PR #2842, opened 2024-03-25
Update exclude-dirs-use-default setting

pkwarren:
A previous commit in makego had this defined in the wrong place - it needs to be created under 'issues', not 'run'.


bufdev (approved):

bufdev:
This is on main as well - I would fix this on main and then merge into bufmod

________________________________________

- _EXERCISE DIRECTIONS_: Take from the material above every line that includes the word "this".

- _OUTPUT OF THE TASK_:
A previous commit in makego had this defined in the wrong place - it needs to be created under 'issues', not 'run'.
This is on main as well - I would fix this on main and then merge into bufmod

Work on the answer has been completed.